Argento's penchant for playing the gloved hands of the killer also started with this movie. This is one of the elements that earned him the reputation for being a misogynist, but it's more complicated than that. It's true that Argento identifies with his killers, and it's also true that many of the murders in his movies are highly sexualised and that the victims are usually beautiful women. Quotes like this one don't help either:
"I like women, especially beautiful ones. If they have a good face and figure, I would much prefer to watch them being murdered than an ugly woman or a man."
Which compares interestingly with this famous quote from Edgar Allan Poe:
"The death of a beautiful woman is, unquestionably, the most poetical topic in the world."

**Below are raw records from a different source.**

PR #2672, opened 2026-04-21
DrivAerML: 600 batches/epoch + weight decay 1e-2 compound

tcapelle:
## Hypothesis

Compound the 600-batch improvement (PR #2645, 11.97%) with stronger weight decay (1e-2 vs the AdamW default of ~1e-4). With more data per epoch, stronger regularization may improve generalization by preventing the model from memorizing the most frequently-seen car configurations. WD=1e-2 showed promising convergence on TandemFoil with Lion optimizer — here we test whether the same regularization boost transfers to DrivAerML with AdamW and 600 batches/epoch.

## Instructions

Add `--weight-decay 1e-2` to the PR #2645 winning configuration. All other settings are identical to the current best.

**Full command to run:**
```bash
  --epochs 999 --batch-size 1 \
  --max-train-batches 600 --max-eval-batches 200 \
  --agent norman --wandb-name "norman/drivaerml-600batch-wd1e2" \
  --wandb-group "drivaerml-600batch-compounds"
```

## Baseline to beat

- **Current best val:** 11.97% (PR #2645, 600 batches/epoch, default WD)
- **W&B run:** dar47nwl

## W&B group

`drivaerml-600batch-compounds` — groups experiments compounding other improvements on top of the 600-batch baseline.

## Expected outcome

If WD=1e-2 is too strong, training may slow or diverge. If well-tuned, we expect val below 11.97%. Monitor val/loss and training loss carefully — if training loss diverges, note the epoch. Report best val metric, the epoch at which it occurred, and whether training appeared stable.


tcapelle:
ADVISOR: Closing PR #2672 because ADVISOR: Closing — DrivAerML baseline shifted to 5.73% (4L/384d, PR #2602). The 4L/256d+600batch config cannot compete. Redirecting to 4L/384d experiments..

I would argue that the key part of Argento's quote is right at the start. Any kind of careful viewing of his movies shows that he really loves women. I'll get more into this as we go through his filmography, especially one we get into the movies with female protagonists, but straight away in this one we have the simple example that Argento identifies very strongly with the killer - who turns out to be a woman. In fact, the killer turns out to be the victim from that key scene in the art gallery; the clue that Sam has missed is that the man in the raincoat was not attacking, but was in fact defending himself. The man was the killer's husband, who ends up confessing to the killings in order to protect his wife.
The real identity of the killer is revealed in a surprise ending. Unlike the gratuitous twists that modern filmgoers are used to, this one is actually the most important part of the story, and rewatching the movie knowing the ending is actually a lot of fun. Argento doesn't cheat the viewer; all the clues are there throughout.
One key image in this movie is a painting of a woman being brutally attacked. This painting depicts a long-suppressed trauma in the killer's life, and when she sees it she is tipped over into psychosis. As the movie's postscript (which amusingly, and slightly mockingly, pays homage to Psycho) explains, seeing the painting has somehow shifted her self-identification away from being the victim into being the attacker, compelling her to repeatedly re-enact her own attack from the other side.
There's an odd sequence in this movie where a completely different killer shows up, played by the scary-looking Reggie Nalder. This killer uses a gun, and turns out to be a hitman hired by the main killer to eliminate Sam. I don't recall ever seeing another movie where a serial killer hires a hitman. Dealing with a serial killer turns out to be a bad idea, as Nalder later turns up dead himself.
Although Argento had never directed before, nothing about The Bird with the Crystal Plumage demonstrates any neophyte clumsiness. This might simply be down to the fact that he is surrounded by first-rate craftspeople; the cinematographer is Vittorio Storaro (Apocalypse Now, 1900), the music is by Ennio Morricone (who had already composed over a hundred scores, including all of Sergio Leone's westerns, and would go on to compose over three hundred more), etc. He had also grown up with the movies, as his father was a producer and his mother an actor, and before becoming a scriptwriter he was a film critic.
In any case, I'm sure that we can ascribe the beautiful look of the movie to Vittorio Storaro. Anyone who has only ever seen this movie on VHS really needs to check out the DVD as soon as possible.